■ **Work to be completed**: Every line below needs to be reproduced exactly.

■ **Given information**:

PR #1836, opened 2026-09-18
Allow multiple timestamps in `@tstamp.real`

th-we:
When there are repeats, an element like a note may have to be played multiple times.


pe-ro (approved):
Looks good to me.

ahankinson:
1. Should `@tstamp.ges` also take multiple times?
2. What about `att.timestamp2.ges` for repeated spanning elements like slurs or ties?

th-we:
> 1. Should `@tstamp.ges` also take multiple times?

My understanding of `@tstamp.ges` is that it is relative to the parent measure. One use case might be to encode a swing feel when straight eighth notes are encoded, like in 4/4 time:

```xml
<note dur="8" tstamp.ges="1"/>
<note dur="8" tstamp.ges="1.6"/> <!-- logical @tstamp would be 1.5 -->
<note dur="8" tstamp.ges="2"/>
<note dur="8" tstamp.ges="2.6"/> <!-- logical @tstamp would be 2.5 -->
```

However, one interesting thing is that it's allowed on `<measure>` itself, and I don't know what that would mean.

>     2. What about `att.timestamp2.ges` for repeated spanning elements like slurs or ties?

I think that would be similar to `@tstamp.ges`.

PR #275, opened 2020-09-02
Add not null constraint to users' greeting name

arku:
# 💅🏼 What issue does this fix?

The greeting name has a presence validation in the frontend but the table lacks it. This PR adds a not-null constraint to `users.greeting_name` and adds a model validation.

## 🍂 Before You Submit

* [x] Did you write tests?
* [x] Did you run `bundle exec rspec` from the root?
* [x] Did you run `bundle exec rails rswag` from the root?
* [x] Did you run `bundle exec rubocop` from the root?
* [ ] Did you run `yarn lint` in `/client`?
* [ ] Did you run `yarn test` in `/client`?
* [ ] Are your primary keys UUIDs on any new tables?

## 🛷 Deployment Considerations

* [ ] Data Migrations
* [x] Schema Migrations
* [ ] Dependencies

## 🧵 Steps to set up locally

Run `rails db:migrate`

PR #276, opened 2020-09-02
Add user_id to case cycles table

arku:

- Adds a `user_id` column to the `users` table.
- Adds associations to the `User` and `CaseCycle` models.
- Update `CaseCycle` factory

Blocked by https://github.com/pieforproviders/pieforproviders/pull/275

## 🍂 Before You Submit

* [ ] Did you write tests?

* [ ] Data Migrations
* [x] Schema Migrations
* [ ] Dependencies

## 🧵 Steps to set up locally

Run `rails d:migrate`


weedySeaDragon:
Since this isn't linked to an issue that describes _why_ I think you should put that into the description of this PR.
I think that you should copy the text from what @katelovescode  said in Slack [assuming that's ok with her].

spec/models/case_cycle_spec.rb
```diff
@@ -94,8 +94,14 @@
 #  submitted_on    :date             not null
 #  created_at      :datetime         not null
 #  updated_at      :datetime         not null
+#  user_id         :uuid             not null
```
weedySeaDragon, line 97: Need to add an example (test) for the `belongs_to` relationship, e.g.
```
it { should belong_to(:user) } # or it { is_expected_to belong_to(:user) }
```

weedySeaDragon (changes requested):
just the 1 thing: need an addition to the _spec

spec/models/case_cycle_spec.rb
katelovescode: Concur!

weedySeaDragon (approved):

katelovescode (approved):
https://pie-for-providers.slack.com/archives/C017TFWAJLE/p1598919788004600 discussion for posterity

Relevant part: So yes, in the end, I think we should associate it to users, because the user might want to enter a case cycle and then multiple kids to it.

PR #286, opened 2020-09-05
Feature/84/fix xls csv

katelovescode:
#84 some bugs that seem browser dependent

Sometimes the `type` of an imported XLS file is an empty string, so we're checking both type and file extension

Also, sometimes the index is `undefined` when mapping/reducing the data rows(i.e. if there are 25 columns, we will have 0-24 defined and then an undefined 25th column), so I put a try-clause `?` before `.key` so it won't choke on `.key undefined method for nilClass`

## 🍂 Before You Submit

* [x] Did you write tests?

## 🧳 Steps to test
- visit `/cases/import`
- upload the test csv, xls, and xlsx files
- you should see the data no matter the file type


client/src/GettingStarted/GettingStarted.js
```diff
@@ -32,7 +32,7 @@ export function GettingStarted() {
     }
 
     getUser()
-  }, [])
+  }, [makeRequest])
```
arku, line 35: @katelovescode This causes infinite requests to be sent to `/api/v1/profile`. You can observe it by inspecting the Network tab.

katelovescode: Yeah, I saw this, but when I removed the dependency it didn't fix it. O_O Maybe I'm missing something.  Will look again tomorrow.

katelovescode: I was mistaken; apparently it worked this morning 🤷

client/src/CasesImport/CasesImport.js
```diff
@@ -14,48 +13,62 @@ export function CasesImport() {
 
   const columns = getColumns(t)
 
+  const getType = file => {
+    const nameArray = file.name.split('.')
+    const extension = nameArray[nameArray.length - 1]
+    // sometimes xls files come in with an empty type so we want to parse
+    // the extension to verify what parser to use
+    if (file.type === '' && (extension === 'xls' || 'xlsx')) {
```
arku, line 21: I think you meant to write `extension === 'xls' || extension === 'xlsx`.

We could also write it as `['xls', 'xlsx'].includes(extension)`.

client/src/CasesImport/CasesImport.js
```diff
@@ -14,48 +13,62 @@ export function CasesImport() {
...
     setError('')
 
     const [file] = e.target.files
-    const { type } = file
-    if (!(type in parserTypes)) {
-      setKids([])
-      setError(t('uploadCasesInvalidFileFormat'))
-      return
-    }
+    if (file) {
```
arku, line 32: A minor thing. AFAIK, `file` will never we falsy since `onFileChange` is only called when a file is uploaded.

client/src/GettingStarted/GettingStarted.js
```diff
@@ -32,6 +32,8 @@ export function GettingStarted() {
     }
 
     getUser()
+    // we only want this to run once; making the makeRequest hook a dependency causes an infinite re-run of this query
```
arku, line 35: 👌

client/src/CasesImport/CasesImport.js
katelovescode: I sure did mean to write that.  Will fix.

client/src/CasesImport/CasesImport.js
katelovescode: Will fix

katelovescode: I actually think it is empty if you cancel out of the file menu; just remembered I did that on purpose last night.

arku: Ah, interesting.

arku: I just tried to see if the `onChange` event is triggered when the file explorer is closed without selecting a file but it wasn't. Not sure if I am missing something 😕

arku (dismissed):
Just tested it locally and LGTM 👍 

Thanks for fixing the type detection and adding E2E tests 😍

PR #293, opened 2020-09-06
Add ChildCaseCycle model

arku:

#160

Adds the migrations, model, factory and specs.

## 🍂 Before You Submit

* [x] Did you write tests?

* [ ] Data Migrations
* [x] Schema Migrations
* [ ] Dependencies

## 🧵 Steps to set up locally
Run `rails db:migrate`


spec/factories/child_case_cycles.rb
```diff
@@ -0,0 +1,41 @@
+FactoryBot.define do
+  factory :child_case_cycle do
+    user
+    child
+    subsidy_rule
+    case_cycle
+    part_days_allowed { 1 }
+    full_days_allowed { 1 }
```
arku, line 8: I wasn't sure of the reasonable defaults for these attributes. Let me know what values we should use here.

weedySeaDragon (approved):
1 minor thing to change:  the `dbdiagram.dbml` needs to include the relationship to a User:
```

Table child_case_cycles {
  id uuid [pk, unique, not null]
  user_id uuid [ref: > users.id, not null]
  ...
```

And still assuming we'll come thru later issues/PRs for any controller stuff, `seeds.db` and the api/swagger stuff.  (Doing it this way makes total sense to me.  Kate can make sure the basic model is correct, then we can do the other stuff.)

weedySeaDragon (approved):

spec/factories/child_case_cycles.rb
katelovescode: I'd do a random number between 10 and 20 maybe

katelovescode (approved):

■ **The completed task**:
PR #1836, opened 2026-09-18
Allow multiple timestamps in `@tstamp.real`

th-we:
When there are repeats, an element like a note may have to be played multiple times.


pe-ro (approved):
Looks good to me.

ahankinson:
1. Should `@tstamp.ges` also take multiple times?
2. What about `att.timestamp2.ges` for repeated spanning elements like slurs or ties?

th-we:
> 1. Should `@tstamp.ges` also take multiple times?

My understanding of `@tstamp.ges` is that it is relative to the parent measure. One use case might be to encode a swing feel when straight eighth notes are encoded, like in 4/4 time:

```xml
<note dur="8" tstamp.ges="1"/>
<note dur="8" tstamp.ges="1.6"/> <!-- logical @tstamp would be 1.5 -->
<note dur="8" tstamp.ges="2"/>
<note dur="8" tstamp.ges="2.6"/> <!-- logical @tstamp would be 2.5 -->
```

However, one interesting thing is that it's allowed on `<measure>` itself, and I don't know what that would mean.

>     2. What about `att.timestamp2.ges` for repeated spanning elements like slurs or ties?

I think that would be similar to `@tstamp.ges`.

PR #275, opened 2020-09-02
Add not null constraint to users' greeting name

arku:
# 💅🏼 What issue does this fix?

The greeting name has a presence validation in the frontend but the table lacks it. This PR adds a not-null constraint to `users.greeting_name` and adds a model validation.

## 🍂 Before You Submit

* [x] Did you write tests?
* [x] Did you run `bundle exec rspec` from the root?
* [x] Did you run `bundle exec rails rswag` from the root?
* [x] Did you run `bundle exec rubocop` from the root?
* [ ] Did you run `yarn lint` in `/client`?
* [ ] Did you run `yarn test` in `/client`?
* [ ] Are your primary keys UUIDs on any new tables?

## 🛷 Deployment Considerations

* [ ] Data Migrations
* [x] Schema Migrations
* [ ] Dependencies

## 🧵 Steps to set up locally

Run `rails db:migrate`

PR #276, opened 2020-09-02
Add user_id to case cycles table

arku:

- Adds a `user_id` column to the `users` table.
- Adds associations to the `User` and `CaseCycle` models.
- Update `CaseCycle` factory

Blocked by https://github.com/pieforproviders/pieforproviders/pull/275

## 🍂 Before You Submit

* [ ] Did you write tests?

* [ ] Data Migrations
* [x] Schema Migrations
* [ ] Dependencies

## 🧵 Steps to set up locally

Run `rails d:migrate`


weedySeaDragon:
Since this isn't linked to an issue that describes _why_ I think you should put that into the description of this PR.
I think that you should copy the text from what @katelovescode  said in Slack [assuming that's ok with her].

spec/models/case_cycle_spec.rb
```diff
@@ -94,8 +94,14 @@
 #  submitted_on    :date             not null
 #  created_at      :datetime         not null
 #  updated_at      :datetime         not null
+#  user_id         :uuid             not null
```
weedySeaDragon, line 97: Need to add an example (test) for the `belongs_to` relationship, e.g.
```
it { should belong_to(:user) } # or it { is_expected_to belong_to(:user) }
```

weedySeaDragon (changes requested):
just the 1 thing: need an addition to the _spec

spec/models/case_cycle_spec.rb
katelovescode: Concur!

weedySeaDragon (approved):

katelovescode (approved):
https://pie-for-providers.slack.com/archives/C017TFWAJLE/p1598919788004600 discussion for posterity

Relevant part: So yes, in the end, I think we should associate it to users, because the user might want to enter a case cycle and then multiple kids to it.

PR #286, opened 2020-09-05
Feature/84/fix xls csv

katelovescode:
#84 some bugs that seem browser dependent

Sometimes the `type` of an imported XLS file is an empty string, so we're checking both type and file extension

Also, sometimes the index is `undefined` when mapping/reducing the data rows(i.e. if there are 25 columns, we will have 0-24 defined and then an undefined 25th column), so I put a try-clause `?` before `.key` so it won't choke on `.key undefined method for nilClass`

## 🍂 Before You Submit

* [x] Did you write tests?

## 🧳 Steps to test
- visit `/cases/import`
- upload the test csv, xls, and xlsx files
- you should see the data no matter the file type


client/src/GettingStarted/GettingStarted.js
```diff
@@ -32,7 +32,7 @@ export function GettingStarted() {
     }
 
     getUser()
-  }, [])
+  }, [makeRequest])
```
arku, line 35: @katelovescode This causes infinite requests to be sent to `/api/v1/profile`. You can observe it by inspecting the Network tab.

katelovescode: Yeah, I saw this, but when I removed the dependency it didn't fix it. O_O Maybe I'm missing something.  Will look again tomorrow.

katelovescode: I was mistaken; apparently it worked this morning 🤷

client/src/CasesImport/CasesImport.js
```diff
@@ -14,48 +13,62 @@ export function CasesImport() {
 
   const columns = getColumns(t)
 
+  const getType = file => {
+    const nameArray = file.name.split('.')
+    const extension = nameArray[nameArray.length - 1]
+    // sometimes xls files come in with an empty type so we want to parse
+    // the extension to verify what parser to use
+    if (file.type === '' && (extension === 'xls' || 'xlsx')) {
```
arku, line 21: I think you meant to write `extension === 'xls' || extension === 'xlsx`.

We could also write it as `['xls', 'xlsx'].includes(extension)`.

client/src/CasesImport/CasesImport.js
```diff
@@ -14,48 +13,62 @@ export function CasesImport() {
...
     setError('')
 
     const [file] = e.target.files
-    const { type } = file
-    if (!(type in parserTypes)) {
-      setKids([])
-      setError(t('uploadCasesInvalidFileFormat'))
-      return
-    }
+    if (file) {
```
arku, line 32: A minor thing. AFAIK, `file` will never we falsy since `onFileChange` is only called when a file is uploaded.

client/src/GettingStarted/GettingStarted.js
```diff
@@ -32,6 +32,8 @@ export function GettingStarted() {
     }
 
     getUser()
+    // we only want this to run once; making the makeRequest hook a dependency causes an infinite re-run of this query
```
arku, line 35: 👌

client/src/CasesImport/CasesImport.js
katelovescode: I sure did mean to write that.  Will fix.

client/src/CasesImport/CasesImport.js
katelovescode: Will fix

katelovescode: I actually think it is empty if you cancel out of the file menu; just remembered I did that on purpose last night.

arku: Ah, interesting.

arku: I just tried to see if the `onChange` event is triggered when the file explorer is closed without selecting a file but it wasn't. Not sure if I am missing something 😕

arku (dismissed):
Just tested it locally and LGTM 👍 

Thanks for fixing the type detection and adding E2E tests 😍

PR #293, opened 2020-09-06
Add ChildCaseCycle model

arku:

#160

Adds the migrations, model, factory and specs.

## 🍂 Before You Submit

* [x] Did you write tests?

* [ ] Data Migrations
* [x] Schema Migrations
* [ ] Dependencies

## 🧵 Steps to set up locally
Run `rails db:migrate`


spec/factories/child_case_cycles.rb
```diff
@@ -0,0 +1,41 @@
+FactoryBot.define do
+  factory :child_case_cycle do
+    user
+    child
+    subsidy_rule
+    case_cycle
+    part_days_allowed { 1 }
+    full_days_allowed { 1 }
```
arku, line 8: I wasn't sure of the reasonable defaults for these attributes. Let me know what values we should use here.

weedySeaDragon (approved):
1 minor thing to change:  the `dbdiagram.dbml` needs to include the relationship to a User:
```

Table child_case_cycles {
  id uuid [pk, unique, not null]
  user_id uuid [ref: > users.id, not null]
  ...
```

And still assuming we'll come thru later issues/PRs for any controller stuff, `seeds.db` and the api/swagger stuff.  (Doing it this way makes total sense to me.  Kate can make sure the basic model is correct, then we can do the other stuff.)

weedySeaDragon (approved):

spec/factories/child_case_cycles.rb
katelovescode: I'd do a random number between 10 and 20 maybe

katelovescode (approved):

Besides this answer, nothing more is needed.